Supplied material: Begin
PR #1918, opened 2022-09-30
[Feature] Add ability to load HF checkpoints into T5 model

joecummings:
## Changes

* Adds a `build_model_from_huggingface_ckpt` static method to the `T5Bundler`. 

## Testing

* Adds integration tests to check that an HF model loaded with HF weights and a TorchText T5 model loaded with HF weights both return the same thing when applied to data

Future considerations: This does not support loading from external URLs - planning on adding this in a follow-up Diff from the internal FB side so I can test with Manifold (+ possible GDrive, static public links, Github).

### DIFF
--- a/test/integration_tests/prototype/test_models.py
+++ b/test/integration_tests/prototype/test_models.py
@@ -151,13 +151,15 @@ class TestLoadFromHFCheckpoints(TorchtextTestCase):
         # check that encoder layers match
         for i in range(config.num_encoder_layers + 1):
             if i < config.num_encoder_layers:
+                hf_output_sa = hf_output.attentions[i] if encoder_only else hf_output.encoder_attentions[i]
                 # self-attention scores
                 assert torch.equal(
-                    our_output["encoder_sa_scores"][i], hf_output.encoder_attentions[i]
+                    our_output["encoder_sa_scores"][i], hf_output_sa
                 ), f"Mismatched self-attention scores for encoder layer {i}"
+            hf_output_hs = hf_output.hidden_states[i] if encoder_only else hf_output.encoder_hidden_states[i]
             # encoder hidden states
             assert torch.equal(
-                our_output["encoder_hidden_states"][i], hf_output.encoder_hidden_states[i]
+                our_output["encoder_hidden_states"][i], hf_output_hs
             ), f"Mismatched hidden states for encoder layer {i}"
 
         if not encoder_only:
--- a/test/integration_tests/prototype/test_models.py
+++ b/test/integration_tests/prototype/test_models.py
@@ -141,33 +141,26 @@ class TestT5WrapperCheckpoint(TorchtextTestCase):
 
 
 class TestLoadFromHFCheckpoints(TorchtextTestCase):
+    def setUp(self) -> None:
+        self.encoder_input_ids = torch.tensor([[1, 2, 3, 4, 5, 6], [7, 8, 9, 0, 0, 0]])
+        self.encoder_padding_mask = torch.tensor([[1, 1, 1, 1, 1, 1], [1, 1, 1, 0, 0, 0]])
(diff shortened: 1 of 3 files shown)


torchtext/prototype/models/t5/bundler.py
```diff
@@ -133,6 +135,129 @@ def build_model(
...
+        *,
+        freeze_model: bool = False,
+        strict: bool = True,
+    ) -> T5Model:
+        config_path = f"{ckpt_path}/config.json"
+        model_path = f"{ckpt_path}/pytorch_model.bin"
+
+        assert os.path.exists(model_path), f"No PyTorch model found at {model_path}"
+
+        with open(config_path, "r") as handle:
```
joecummings, line 150: This is OSS compatible, but not internally compatible. Coming in a follow up commit.

test/integration_tests/prototype/test_models.py
```diff
@@ -135,3 +138,127 @@ def test_t5_wrapper_checkpoint(self, name) -> None:
...
+            model_path = f"{tmp_dir}/hf_t5_small_gen"
+
+            t5_small_gen = T5ForConditionalGeneration.from_pretrained("t5-small")
+            t5_small_gen.save_pretrained(model_path)
+
+            encoder_input_ids = torch.tensor([[1, 2, 3, 4, 5, 6], [7, 8, 9, 0, 0, 0]])
+            encoder_padding_mask = torch.tensor([[1, 1, 1, 1, 1, 1], [1, 1, 1, 0, 0, 0]])
+
+            decoder_input_ids = torch.tensor([[7, 8, 9, 0, 0, 0], [10, 11, 12, 0, 0, 0]])
+            decoder_padding_mask = torch.tensor([[1, 1, 1, 0, 0, 0], [1, 1, 1, 0, 0, 0]])
```
Nayef211, line 249: Since these seem to be reused across tests, can we store them in the test class within the `setUp` method?

test/integration_tests/prototype/test_models.py
```diff
@@ -135,3 +138,127 @@ def test_t5_wrapper_checkpoint(self, name) -> None:
...
+            for i in range(config.num_encoder_layers + 1):
+                if i < config.num_encoder_layers:
+                    # self-attention scores
+                    assert torch.equal(
+                        our_output["encoder_sa_scores"][i], hf_output.encoder_attentions[i]
+                    ), f"Mismatched self-attention scores for encoder layer {i}"
+                # encoder hidden states
+                assert torch.equal(
+                    our_output["encoder_hidden_states"][i], hf_output.encoder_hidden_states[i]
+                ), f"Mismatched hidden states for encoder layer {i}"
```
Nayef211, line 169: This logic seems like an exact copy of that above. Can't we just do the check for the decoder layers if it's not an encoder only model?

torchtext/prototype/models/t5/bundler.py
```diff
@@ -142,14 +142,25 @@ def build_model_from_huggingface_ckpt(
         freeze_model: bool = False,
         strict: bool = True,
     ) -> T5Model:
+        """Build T5Model model from a HuggingFace checkpoint.
+
+        Note: Only works with Huggingface models saved in the PyTorch format. Will not work \
```
Nayef211, line 147: nit: do we need the "\" in the docstrings?

Nayef211 (approved):
LGTM! Thanks for adding this capability @joecummings! I would recommend pulling in these changes and ensuring it works with internal Meta infra before merging in the PR. 😄

torchtext/prototype/models/t5/bundler.py
joecummings: Sorry - not entirely sure what you're referring to here?

Nayef211: Sorry updated the comment. Looks like backslash characters don't show up when you put quotes around them which was a noob mistake 😅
Supplied material: End
### Exercise brief
Please quote the data above in full, with no line missing.

### Written response
PR #1918, opened 2022-09-30
[Feature] Add ability to load HF checkpoints into T5 model

joecummings:
## Changes

* Adds a `build_model_from_huggingface_ckpt` static method to the `T5Bundler`. 

## Testing

* Adds integration tests to check that an HF model loaded with HF weights and a TorchText T5 model loaded with HF weights both return the same thing when applied to data

Future considerations: This does not support loading from external URLs - planning on adding this in a follow-up Diff from the internal FB side so I can test with Manifold (+ possible GDrive, static public links, Github).

### DIFF
--- a/test/integration_tests/prototype/test_models.py
+++ b/test/integration_tests/prototype/test_models.py
@@ -151,13 +151,15 @@ class TestLoadFromHFCheckpoints(TorchtextTestCase):
         # check that encoder layers match
         for i in range(config.num_encoder_layers + 1):
             if i < config.num_encoder_layers:
+                hf_output_sa = hf_output.attentions[i] if encoder_only else hf_output.encoder_attentions[i]
                 # self-attention scores
                 assert torch.equal(
-                    our_output["encoder_sa_scores"][i], hf_output.encoder_attentions[i]
+                    our_output["encoder_sa_scores"][i], hf_output_sa
                 ), f"Mismatched self-attention scores for encoder layer {i}"
+            hf_output_hs = hf_output.hidden_states[i] if encoder_only else hf_output.encoder_hidden_states[i]
             # encoder hidden states
             assert torch.equal(
-                our_output["encoder_hidden_states"][i], hf_output.encoder_hidden_states[i]
+                our_output["encoder_hidden_states"][i], hf_output_hs
             ), f"Mismatched hidden states for encoder layer {i}"
 
         if not encoder_only:
--- a/test/integration_tests/prototype/test_models.py
+++ b/test/integration_tests/prototype/test_models.py
@@ -141,33 +141,26 @@ class TestT5WrapperCheckpoint(TorchtextTestCase):
 
 
 class TestLoadFromHFCheckpoints(TorchtextTestCase):
+    def setUp(self) -> None:
+        self.encoder_input_ids = torch.tensor([[1, 2, 3, 4, 5, 6], [7, 8, 9, 0, 0, 0]])
+        self.encoder_padding_mask = torch.tensor([[1, 1, 1, 1, 1, 1], [1, 1, 1, 0, 0, 0]])
(diff shortened: 1 of 3 files shown)


torchtext/prototype/models/t5/bundler.py
```diff
@@ -133,6 +135,129 @@ def build_model(
...
+        *,
+        freeze_model: bool = False,
+        strict: bool = True,
+    ) -> T5Model:
+        config_path = f"{ckpt_path}/config.json"
+        model_path = f"{ckpt_path}/pytorch_model.bin"
+
+        assert os.path.exists(model_path), f"No PyTorch model found at {model_path}"
+
+        with open(config_path, "r") as handle:
```
joecummings, line 150: This is OSS compatible, but not internally compatible. Coming in a follow up commit.

test/integration_tests/prototype/test_models.py
```diff
@@ -135,3 +138,127 @@ def test_t5_wrapper_checkpoint(self, name) -> None:
...
+            model_path = f"{tmp_dir}/hf_t5_small_gen"
+
+            t5_small_gen = T5ForConditionalGeneration.from_pretrained("t5-small")
+            t5_small_gen.save_pretrained(model_path)
+
+            encoder_input_ids = torch.tensor([[1, 2, 3, 4, 5, 6], [7, 8, 9, 0, 0, 0]])
+            encoder_padding_mask = torch.tensor([[1, 1, 1, 1, 1, 1], [1, 1, 1, 0, 0, 0]])
+
+            decoder_input_ids = torch.tensor([[7, 8, 9, 0, 0, 0], [10, 11, 12, 0, 0, 0]])
+            decoder_padding_mask = torch.tensor([[1, 1, 1, 0, 0, 0], [1, 1, 1, 0, 0, 0]])
```
Nayef211, line 249: Since these seem to be reused across tests, can we store them in the test class within the `setUp` method?

test/integration_tests/prototype/test_models.py
```diff
@@ -135,3 +138,127 @@ def test_t5_wrapper_checkpoint(self, name) -> None:
...
+            for i in range(config.num_encoder_layers + 1):
+                if i < config.num_encoder_layers:
+                    # self-attention scores
+                    assert torch.equal(
+                        our_output["encoder_sa_scores"][i], hf_output.encoder_attentions[i]
+                    ), f"Mismatched self-attention scores for encoder layer {i}"
+                # encoder hidden states
+                assert torch.equal(
+                    our_output["encoder_hidden_states"][i], hf_output.encoder_hidden_states[i]
+                ), f"Mismatched hidden states for encoder layer {i}"
```
Nayef211, line 169: This logic seems like an exact copy of that above. Can't we just do the check for the decoder layers if it's not an encoder only model?

torchtext/prototype/models/t5/bundler.py
```diff
@@ -142,14 +142,25 @@ def build_model_from_huggingface_ckpt(
         freeze_model: bool = False,
         strict: bool = True,
     ) -> T5Model:
+        """Build T5Model model from a HuggingFace checkpoint.
+
+        Note: Only works with Huggingface models saved in the PyTorch format. Will not work \
```
Nayef211, line 147: nit: do we need the "\" in the docstrings?

Nayef211 (approved):
LGTM! Thanks for adding this capability @joecummings! I would recommend pulling in these changes and ensuring it works with internal Meta infra before merging in the PR. 😄

torchtext/prototype/models/t5/bundler.py
joecummings: Sorry - not entirely sure what you're referring to here?

Nayef211: Sorry updated the comment. Looks like backslash characters don't show up when you put quotes around them which was a noob mistake 😅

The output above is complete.